ברק רינת 1 Reem Saleem-Zedan 1 Guy Rubin 1,2 Nimrod Rozen 1,2
1Orthopedic Department, Emek Medical Center, Israel
2Faculty of Medicine, Technion, Israel

Olecranon bursitis, a relatively common disease, often presents as self-controlled, local inflammatory illness. In some cases, either secondary to the inflammation or primarily due to local trauma an infectious disease of the bursae might develop. Infected olecranon bursitis, i.e. septic bursitis, is treated either conservatively with oral antibiotics or in more severe cases, surgically with local bursae debridement and intravenous antibiotics, with excellent prognosis.

While group A streptococcus (GAS) most often associated with tonsillitis and skin infections, on few occasions, it might develop into an invasive soft tissue disease, more commonly known as necrotizing fasciitis. This rapidly progressive disease of the subcutaneous tissue and fascia can deteriorate further into Streptococcal Toxic-Shock Syndrome induced by the streptococcal toxins and has potentially high rates of morbidities and mortality.

We present the case of a healthy, 38 years old man, admitted to the emergency room in our institution due to posterior elbow swelling and mild fever. After being diagnosed with septic olecranon bursitis he was hospitalized for surgical debridement and drainage. Later that day, he deteriorated clinically, and underwent three urgent extensive surgical exposures of the upper limb within 12 hours due to suspected streptococcal necrotizing fasciitis and toxic shock syndrome.

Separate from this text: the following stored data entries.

PR #767, opened 2024-01-13
Revert API breakage in ConfigBase

KazWolfe:
Proposed fix for a noted API break on a possibly-critical method.


aers:
I don't want to revert this unless you can point out someone actually using it.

He was then treated in the extensive care unit due to septic shock but has rapidly recovered and within less than a fortnight , has regained a fully functioning limb and presented with normal hemodynamic and laboratory values.

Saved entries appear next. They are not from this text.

PR #768, opened 2024-01-13
Expose pointers to Steam interfaces

KazWolfe:
This is more of a proposal than a true PR, seeing as this is rather non-CS-y.

The current implementation of the Steam API documentation does not provide any way to receive the game's assigned instances of `ISteamUtils`, `ISteamApps`, etc. This means that anyone wishing to consume these will need to make their own instances, which may or may not end well. This pull requests adds a proposed method to fetch these pre-existing interface pointers for use elsewhere.

n.b. Steam API encourages using `SteamInternal_ContextInit` to fetch an interface reference from the provided context. CS currently does not provide a way to grab this function pointer so a stubbed method was used to just return the cached reference. This *should* be safe, but is less than optimal.


aers:
I'll take a look at this in a few days

KazWolfe:
Marking as draft as I found a couple other interesting-looking structs I want to document first.

aers:
just an fyi im a bit sick right now so i probably won't be looking at this super soon, but you could get pohky or someone esle to

FFXIVClientStructs/FFXIV/Client/System/Input/SoftKeyboards/SteamGamepadTextInput.cs
```diff
@@ -0,0 +1,9 @@
+namespace FFXIVClientStructs.FFXIV.Client.System.Input.SoftKeyboards;
+
+[StructLayout(LayoutKind.Explicit, Size = 0x18)]
+public unsafe partial struct SteamGamepadTextInput {
+    [FieldOffset(0x00)] public SoftKeyboardDevice* PlatformInputMethod;
+
+    [FieldOffset(0x08)] public byte Enabled;
+    [FieldOffset(0x10)] public void* TargetSoftKeyboardInputInterface; // populated as part of 140577A90
```
hedgeye-fslezak, line 8: change to a `SoftKeyboardDeviceInterface.SoftKeyboardInputInterface*`

FFXIVClientStructs/FFXIV/Client/System/Input/SoftKeyboardDevice.cs
```diff
@@ -0,0 +1,30 @@
...
+
+[StructLayout(LayoutKind.Explicit, Size = 0x08)]
+public unsafe partial struct SoftKeyboardDevice {
+    [FieldOffset(0x00), CExportIgnore] public void** vtbl;
+
+    [VirtualFunction(0)] 
+    public partial void Dtor(bool freeMemory);
+    
+    [VirtualFunction(1)]
+    public partial bool Initialize();
```
hedgeye-fslezak, line 11: Rename to `Enable`

KazWolfe, line 11: Rename to `Enable`

FFXIVClientStructs/FFXIV/Client/System/Input/SoftKeyboards/SteamGamepadTextInput.cs
```diff
@@ -0,0 +1,9 @@
...
+}
```
KazWolfe, line 9: Rename this struct to `SteamGamepadSoftKeyboard`, rename `TargetSoftKeyboardInputInterface` to `TargetInputInterface` and set concrete type.

FFXIVClientStructs/FFXIV/Component/SteamApi/SteamTypes.cs
```diff
@@ -23,4 +27,30 @@ public struct CSteamId {
...
+        /// <summary>
+        /// Gets a pointer to the Steam API instance stored in this context.
+        /// This pointer is suitable for use in imported Steam API methods.
+        /// </summary>
+        public nint GetInterface() {
+            fixed (SteamInterfaceContext* ptr = &this) {
+                // ToDo: Actually call `SteamInternal_ContextInit(ctx)` here, rather than just returning the cached pointer.
+                //       Needs some way to get the fptr for that method first. For now this is *probably fine* (and won't blow up)
+                //       but isn't awesome.
+                return (nint)ptr->CachedInterfacePtr;
```
KazWolfe, line 52: This would require some way for ClientStructs to be able to call a method from the import table by reference. I don't think this is particularly useful to have except here, but it may be a good thing to have in general.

This case illustrates the prompt need for surgical intervention when clinical suspicion combined with deteriorating hemodynamic status suggests a rapidly advancing soft-tissue infection. Although intra-operatively the deep tissues were only extensively edematous but viable, with hardly any signs of necrosis, we believe that the urgent exposure has reduced dramatically the toxicity of the infection and allowed full recovery with hardly any morbidity.